Six Things About Food and Weight You Should Never Say to Anyone
Now that the holidays are almost here, eating season is switching into high gear. Take this under advisement, from someone who now who deals with the fallout of these comments in my practice; some things you should just never say to people. Eating and weight are two topics that you should really leave alone, because even though you may know someone well – or not – people can be sensitive about these things even when you don’t think they are.
Eating habits and peoples’ bodies are intimate details, as far as I’m concerned, and shouldn’t be fair game for comment from anyone. Many people keep the details of their food struggles hidden, and you never know whom you’re going to offend with a casual comment. That being said, here are the top 6 things you should never say to someone about their eating or their weight:
Do You Really Need That?
This one really pisses me off, to be perfectly blunt about it. I most often hear it said by parents to their children or by one spouse to the other. Like many offensive comments, this one likely originates from the speaker’s insecurities, not the receiver’s behavior. Plus it’s crass, never mind rhetorical and passive aggressive; all anyone ever NEEDS is love, food, water, shelter, and oxygen. Of course they don’t NEED that second cookie, but what’s it to you? Is it worth shaming someone because you’ve got an issue? Comments like these stick with the receiver for a long, long time, and that’s never worth it. Look inside yourself and try to identify why the person’s eating habits are bothering you so much, then either shut your mouth, or address your feelings in a more constructive way.
Why Don’t You Eat More? Why Are You So Skinny?
The devil is in the details, and in this case, the details are how you communicate your concern to someone (assuming you’re actually concerned about them when you say this and not just being an ass). Blurting out a judgmental statement about how skinny someone is is unlikely to start a meaningful conversation about the subject. It’s also likely to put the other person on the defensive, which isn’t a great way to get them to open up to you.

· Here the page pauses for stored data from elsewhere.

PR #5442, opened 2021-06-08
feat: docs banner

molant:


views/partials/new-docs.hbs
```diff
@@ -0,0 +1,3 @@
+<div class="announcement-banner-contrast">
+  Want to check the beta docs section? Click <a href="/docs/latest/">this link</a>
```
MarshallOfSound, line 2:
```suggestion
  Want to check our <a href="/docs/latest/">beta docs site</a>? We'd love your feedback.
```

Just not a fan of the "Click here" or "use this link" style links 😄

molant:
> could we make it link to the new docs for the current thing you're looking at, rather than to the index page?

@nornagon we thought about it but because there are changes in the folder structure is not obvious to always point to the right place.

At the end we decided it was better to ship sooner, gather feedback/data, and adjust later if needed.

PR #5513, opened 2021-07-03
fix: navbar fixes

AOSXAP:
Fixed too close github button to search bar (on navbar) and also made navbar look better on small displays .

Gallery : https://imgur.com/a/2bQYeT3


erickzhao (changes requested):
Thanks for the PR! Wondering why there's a new package added for a CSS-only fix, though?

AOSXAP:
> Thanks for the PR! Wondering why there's a new package added for a CSS-only fix, though?

sorry , I didn't notice i added that dependency, just made the fix

PR #5548, opened 2021-07-20
feat: add correct link to article in new site

molant:
Thanks to the changes in electronjs.org-new we can now generate a
direct link to the exact article a user is visiting to make the
transition from one to another easier.

- - - - - - - - - - - - - - - - - - - - - - - - - - - - - - - - - - - -

Rel https://github.com/electron/electronjs.org-new/commit/cf657d5f30068b14d6d1079c0a2be7c8890ab523

### DIFF
--- a/server.js
+++ b/server.js
@@ -84,6 +84,17 @@ app.use(
     referrerPolicy: false,
   })
 )
+
+// Helper to generate the redirects to the right document in the new docs paths
+hbs.registerHelper('new-docs', (currentPage) => {
+  // This particular page is the root for the docs in the new site
+  if (!currentPage || currentPage.endsWith('tutorial/introduction')) {
+    return '/docs/latest/'
+  } else {
+    return currentPage.replace('docs/', 'docs/latest/')
+  }
+})
+
 if (isProduction) {
   const jsManifest = require(path.join(
     __dirname,
--- a/views/home.hbs
+++ b/views/home.hbs
@@ -97,31 +97,51 @@
 
     <div class="d-sm-flex flex-row text-center text-small mt-3 clearfix">
       <div class="col-xs-12 col-sm-4 col-md-2 offset-md-1 mb-xs-4 mb-md-0 hero-feature">
+        {{#eq currentLocale "en-US"}}
+        <a class="hero-link" href="/docs/latest/api/auto-updater/">
+        {{else}}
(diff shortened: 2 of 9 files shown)


molant:
@nornagon @erickzhao told me you were interested in this feature!

ckerr (approved):
looks good to me.

molant:
@ckerr that's because the new docs live in a separate domain (https://beta.electronjs.org). In the production site we have Fastly that acts as a proxy and any request that goes to /docs/latest hits that domain (internally).
Not sure if I explained my self correctly. Happy to chat 1:1 about this because we will have to do the same for the blog soon-ish!

Also I've added a new "related commit" where I replace the search index with the one used to crawl the new docs so we are pointing more people to the new docs.

server.js
```diff
@@ -84,6 +84,17 @@ app.use(
...
   })
 )
+
+// Helper to generate the redirects to the right document in the new docs paths
+hbs.registerHelper('new-docs', (currentPage) => {
+  // This particular page is the root for the docs in the new site
+  if (!currentPage || currentPage.endsWith('tutorial/introduction')) {
+    return '/docs/latest/'
+  } else {
+    return currentPage.replace('docs/', 'docs/latest/')
```
ckerr, line 94: Are there any docs/latest/ links anywhere that will get adjusted here to docs/latest/latest/ ?

ckerr (commented):
LGTM again

views/home.hbs
```diff
@@ -97,31 +97,51 @@
...
           {{{localized.benefits.native_menus_and_notifications}}}
         </a>
       </div>
       <div class='col-xs-12 col-sm-4 col-md-2 mb-xs-4 mb-md-0 hero-feature'>
-        <a class="hero-link" href="/docs/api/crash-reporter">
+        {{#eq currentLocale "en-US"}}
+        <a class="hero-link" href="/docs/latest/api/crash-reporter">
+        {{else}}
+        <a class="hero-link" href="/docs/latest/api/crash-reporter">
+        {{/eq}}
```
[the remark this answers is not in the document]
molant: Yes, you are right!

Good catch!

server.js
molant: The /docs/latest/ route is handled by the new site and no request will end up in the express server so `currentPage` can never be `docs/latest/*` when reaching this code :)

PR #5652, opened 2021-09-14
chore: change search index to electronjs

molant:
The current site uses the beta-electronjs index. I've updated the configuration in docsearch to the right entry points so we can go back to the "official" electronjs one.

While the [related PR in docsearch](https://github.com/algolia/docsearch-configs/pull/4586#event-5301918549) has been merged, we have to wait until the index is updated in the next crawl (24h-48h) before this can be merged.


erickzhao (approved):

views/layouts/main.hbs
```diff
@@ -26,13 +26,8 @@
     <script type="text/javascript" src="https://cdn.jsdelivr.net/npm/docsearch.js@2/dist/cdn/docsearch.min.js"></script>
     <script type="text/javascript"> docsearch({
       apiKey: 'f9fb1d51a99fc479d5979cfa2aae48b9',
```
molant, line 28:
```suggestion
      apiKey: 'c9e8f898b3b32afe40f0a96637e7ea85',
```

PR #5698, opened 2021-10-11
chore: redirect to new docs site for any route

molant:
Redirect to `/latest/` routes now that the localized content is
available.


molant:
We don't want developers to access the old site and we are still seeing a lot of traffic hitting the old doc routes.

PR #5926, opened 2022-04-01
feat: Add an HSTS header for preloading at https://hstspreload.org/

lgarron:
The config format is from https://helmetjs.github.io/

This allows submitting `electronjs.org` to https://hstspreload.org/?domain=electronjs.org

### DIFF
--- a/server.js
+++ b/server.js
@@ -82,6 +82,10 @@ app.use(
   helmet({
     contentSecurityPolicy: false,
     referrerPolicy: false,
+    hsts: {
+      maxAge: 63072000,
+      includeSubdomains: true,
+      preload: true
   })
 )
 


lgarron:
Ahoy! Coming here from the GitHub Product Security Engineering team!

HSTS preloading is an important best practice to make sure that a site is only accessible over HTTPS. This PR would enable preloading in browser to enforce that.

MarshallOfSound (changes requested):
We shouldn't land HSTS or HSTS preload until the migration to the new website is complete.  electron/electronjs.org-new is run behind fastly and will be much easier to configure HSTS at the CDN level rather than on the legacy server which currently only serves the homepage anyway.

If you’re legitimately concerned with how thin someone has become, it can literally save his or her life if you take it upon yourself to address the issue with true concern. Making wisecracks about their body, however, isn’t helpful.
Instead, sit down with the person in a private place. Tell them that you’re concerned about them and why, and ask them if you can help them in any way. Don’t push them, and don’t be judgmental. Listen to them, and let them know you’re here for them. You know, like a friend should be.
Oh You’re Being So Good, Eating a Salad!
I get this one all the time because I’m a dietitian. For some reason, people who have their own food issues seem to care a great deal about what’s on everyone else’s plate. It’s really irritating eating a meal or snack when you know you’re being watched. I used to have someone in my family who commented on everything I ate, and it was insufferable. I dreaded being around her during meals, and believe me – if you keep commenting about other peoples’ food, no one will want to eat around you, either. Eyes on your own plate.
Come On, Just Have One…It’s Your Favorite, I Made it for You!
I don’t care if the most famous chef in the world made it for me, if I don’t want it, don’t force or pressure me into eating it. Period.
Please understand that people who are committed to eating healthfully need you to back off and get over the fact that they’re not going to eat what they don’t want to eat. It’s incredibly rude to push someone to eat something they don’t want, whatever their reason may be. Actually, it’s ruder than them refusing the food they’re being offered. If you’re on the receiving end of this comment, and you feel trapped, take some of the food for later and ditch it or give it away after you escape.
Look at her, She’s Supposed to be on a Diet and She’s Eating Cake!
Just mind your own business. Comments like these, usually in collaboration with another like-minded person who likes to gossip, are mean-spirited. What do you care if a person you know is supposed to be trying to eat healthily but chooses to eat a plate of French fries? You’ve never done that yourself, Miss Perfect?
No one lives his or her life flawlessly, nor would I recommend trying, especially in terms of nutrition. Perfection doesn’t exist.
Instead of criticizing, think of something nice to say about the person and try to remember that we’re all human.
Just Don’t Eat So Much And You’ll Be Fine!
Hey, thanks for the tip. If it were that easy, wouldn’t everyone be at their ideal weight? Food choices and eating behaviors are so complicated, and to oversimplify a person’s overeating issues to the point of telling them to just stop eating so much is absurd and thoughtless. Please try to realize that comments like this aren’t supportive or helpful. If the subject comes up, ask the person how you can help them succeed with their nutrition goals. It feels great to be a supportive friend, and they’d do it for you, right?
Whatever happens, always try to err on the side of being kind. You’ll never regret it, and you never know when the shoe will be on the other foot.